Secara total, Pemerintah Kabupaten Soppeng telah menginvestasikan modal sebesar Rp118,42 miliar di Bank Sulselbar , Perusda dan PDAM. Namun, nilai investasi permanen akhir tahun berjalan mengalami penurunan menjadi Rp100,05 miliar setelah memperhitungkan akumulasi rugi dan koreksi lainnya. Hal ini menunjukkan bahwa secara kolektif, investasi Pemda Soppeng di ketiga Perusahan belum selurunya memberikan keuntungan optimal.
Dalam portofolio investasi Pemerintah Soppeng, Bank Sulselbar menunjukkan kinerja investasi yang stabil dengan nilai modal Pemda total sebesar Rp 88.84 MIlyar . Selama periode 2019-2024, Bank Sulselbar tidak mencatatkan laba maupun rugi, serta tidak ada koreksi dividen. Nilai investasi permanen akhir dan nilai investasi permanen akhir tahun berjalan tetap konsisten pada angka Rp 88.84 milyar.
Berbeda dengan Bank Sulselbar, investasi pada Perusahaan Daerah (PD) menunjukkan kinerja yang dinamis dan bergelombang. Dengan modal awal Rp8,95 miliar, perusahaan ini mengalami pasang surut. Sempat terperosok dalam kerugian, hingga Rp184,72 juta, PD ini berhasil membukukan laba signifikan di tahun 2022 (Rp 339,23 juta), 2023 (Rp 1,24 miliar), dan 2024 (Rp 659,83 juta). Keberhasilan ini berdampak pada peningkatan nilai investasi Pemda dari modal awal Rp8,94 miliar menjadi Rp11,20 miliar di akhir tahun berjalan, meskipun telah dikurangi koreksi dividen.

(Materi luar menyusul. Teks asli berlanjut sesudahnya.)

PR #2517, opened 2025-01-27
Streamline our release process

### LINKED ISSUE #2509: Add public crate publishing to our CI pipeline
We now have a few public crates that need to be published, as a result of the recently introduced [`pathfinder-class-hash`](https://github.com/eqlabs/pathfinder/pull/2505).

Our current build process is done in two steps:

1. Tag creation, with draft release and binary building
2. Manual release

We should add:
1. A dry run (e.g. `cargo publish --dry-run`)
2. The actual publishing to crates.io

Furthermore, we'll also need to explore how to run a project-wide version bump, potentially leveraging `just`, in a way where `Cargo.lock` is properly updated after all the affected crates have been adjusted.

t00ts:
This PR adds automation for our release process and crates.io publishing workflow.

### Just Command
Added a simple `release` command that automates all tedious release prep:
- Version format validation
- CHANGELOG updates
- Workspace version updates
- Dependency version updates for publishable crates
- Git branch, release commit and tag creation
- User confirmation before pushing changes

Usage: `just release X.Y.Z` 

### CI pipeline updates
1. Dry run `cargo publish` before creating draft release.
2. Introduce `publish-crates` CI job to be linked to manual release publication.

Closes #2509

### DIFF
--- a/crates/serde/Cargo.toml
+++ b/crates/serde/Cargo.toml
@@ -9,8 +9,8 @@ rust-version = { workspace = true }
 [dependencies]
 anyhow = { workspace = true }
 num-bigint = { workspace = true }
-pathfinder-common = { path = "../common" }
-pathfinder-crypto = { path = "../crypto" }
+pathfinder-common = { version = "0.15.3", path = "../common" }
+pathfinder-crypto = { version = "0.15.3", path = "../crypto" }
 primitive-types = { workspace = true, features = ["serde"] }
 serde = { workspace = true, features = ["derive"] }
 serde_json = { workspace = true }
--- a/justfile
+++ b/justfile
@@ -29,7 +29,12 @@ dep-sort:
 doc:
     cargo doc --no-deps --document-private-items
 
+release version:
+    chmod +x scripts/release.sh
+    scripts/release.sh {{version}}
+
 alias b := build 
 alias t := test 
 alias c := check 
 alias f := fmt 
+alias r := release
--- a/justfile
+++ b/justfile
@@ -30,7 +30,6 @@ doc:
     cargo doc --no-deps --document-private-items
 
 release version:
-    chmod +x scripts/release.sh
     scripts/release.sh {{version}}
 
 alias b := build 
--- a/scripts/release.sh
+++ b/scripts/release.sh
@@ -1,0 +1,95 @@
+#!/bin/bash
+set -e
+
+VERSION=$1
+
+# Check if tag already exists
+if git rev-parse "v${VERSION}" >/dev/null 2>&1; then
+    echo "Error: Tag v${VERSION} already exists!"
+    echo "Please remove the tag running 'git tag -d v${VERSION}' and try again."
+    exit 1
+fi
+
+# Check if branch already exists
+if git show-ref --verify --quiet "refs/heads/release/v${VERSION}" || \
+   git show-ref --verify --quiet "refs/remotes/origin/release/v${VERSION}"; then
+    echo "Error: Branch release/v${VERSION} already exists locally or remotely!"
+    echo "Please remove the branch running 'git branch -D release/v${VERSION}' and try again."
+    exit 1
+fi
+
+# Verify version format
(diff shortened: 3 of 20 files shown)


justfile
```diff
@@ -29,7 +29,12 @@ dep-sort:
 doc:
     cargo doc --no-deps --document-private-items
 
+release version:
+    chmod +x scripts/release.sh
+    scripts/release.sh {{version}}
```
t00ts, line 34: Wondering if just doing `sh scripts/release.sh` would avoid the `chmod +x`

crates/serde/Cargo.toml
```diff
@@ -9,8 +9,8 @@ rust-version = { workspace = true }
 [dependencies]
 anyhow = { workspace = true }
 num-bigint = { workspace = true }
-pathfinder-common = { path = "../common" }
-pathfinder-crypto = { path = "../crypto" }
+pathfinder-common = { version = "0.15.3", path = "../common" }
```
vbar, line 12: Why do these dependencies have a fixed version while others (i.e. in p2p) don't?

justfile
vbar: probably, but isn't it easiest to just maintain the file as executable?

scripts/release.sh
```diff
@@ -0,0 +1,95 @@
...
+# These require explicit version dependencies for publishing
+CRATES=("common" "crypto" "serde" "class-hash")
+
+# Update versions in crate Cargo.toml files
+for crate in "${CRATES[@]}"; do
+    file="crates/${crate}/Cargo.toml"
+    echo "Updating dependencies for $file..."
+    do_sed "$file" "s/pathfinder-common = { version = \"[^\"]*\"/pathfinder-common = { version = \"${VERSION}\"/"
+    do_sed "$file" "s/pathfinder-crypto = { version = \"[^\"]*\"/pathfinder-crypto = { version = \"${VERSION}\"/"
+    do_sed "$file" "s/pathfinder-serde = { version = \"[^\"]*\"/pathfinder-serde = { version = \"${VERSION}\"/"
```
vbar, line 56: Shouldn't this list include the pathfinder-tagged and pathfinder_tagged_debug_derive deps?

crates/serde/Cargo.toml
t00ts: Only crates that are published require explicit versioning for their dependencies

scripts/release.sh
t00ts: No, those crates are not part of our release process. They're handled manually, as they're not part of the business logic.

justfile
kkovaacs: Yeah, I think git will just store the executable bit.

vbar (approved):

scripts/release.sh
```diff
@@ -0,0 +1,95 @@
...
+done
+
+# Update Cargo.lock
+cargo_update_args=()
+for crate in "${CRATES[@]}"; do
+    cargo_update_args+=(-p "pathfinder-${crate}")
+done
+cargo update "${cargo_update_args[@]}"
```
kkovaacs, line 64: This is something we did not do automatically till now. Is this something that's actually required or just an optional step you think is a good idea? (It might be, just wondering.)

scripts/release.sh
```diff
@@ -0,0 +1,95 @@
...
+
+# Verify everything still builds
+cargo check --workspace
```
kkovaacs, line 67: We should be actually more careful here I think.

First, I think we should add `--all-targets` to make sure examples/benches/tests also compile.

Then, we should do a run with _both_ `cargo check --workspace --all-targets` and `cargo check --workspace --all-targets --all-features` to check that we still compile with and without features enabled.

kkovaacs (commented):
LGTM

I have a question and a suggestion though.

scripts/release.sh
t00ts: This is actually a good point. It's a bit of a leftover of tests to update the workspace `Cargo.lock`.

Given that we're doing the `cargo check` after that, it might be redundant and could indeed update more than we want it to, so I'll go ahead and remove it for now.

Good catch.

Sementara PDAM Kabupaten Soppeng menghadapi tantangan keuangan yang paling berat. Dengan modal awal sebesar Rp 20,62 miliar, PDAM ini mencatatkan akumulasi kerugian yang sangat besar, yaitu Rp 24,37 miliar. Lebih lanjut, kerugian terus berlanjut di tahun 2021 hingga 2024, dengan kerugian terbesar tercatat pada tahun 2021 sebesar Rp 41,28 miliar. Akibatnya, nilai investasi Pemda pada PDAM ini bahkan berubah menjadi negatif. Kerugian ini menunjukkan masalah struktural yang perlu segera ditangani, baik dari sisi operasional maupun manajemen.
Data ini menunjukkan pentingnya evaluasi berkala terhadap kinerja BUMD. Bank Sulselbar memberikan stabilitas, Perusahaan Daerah Kabupaten Soppeng menunjukkan potensi pemulihan yang baik, sementara PDAM Kabupaten Soppeng membutuhkan intervensi serius.
Untuk PDAM, perlu dilakukan audit menyeluruh untuk mengidentifikasi penyebab utama kerugian, seperti inefisiensi operasional, piutang tak tertagih, atau tarif yang tidak sesuai.
Pemerintah Kabupaten Soppeng dapat mempertimbangkan restrukturisasi manajemen, peningkatan efisiensi, atau bahkan suntikan modal strategis dengan syarat perbaikan kinerja yang jelas.
Dengan fokus pada perbaikan BUMD yang merugi dan mengoptimalkan BUMD yang berkinerja baik, Pemerintah Kabupaten Soppeng dapat memastikan bahwa investasi yang telah ditanamkan dapat memberikan manfaat maksimal bagi masyarakat dan meningkatkan Pendapatan Asli Daerah (PAD) di masa depan.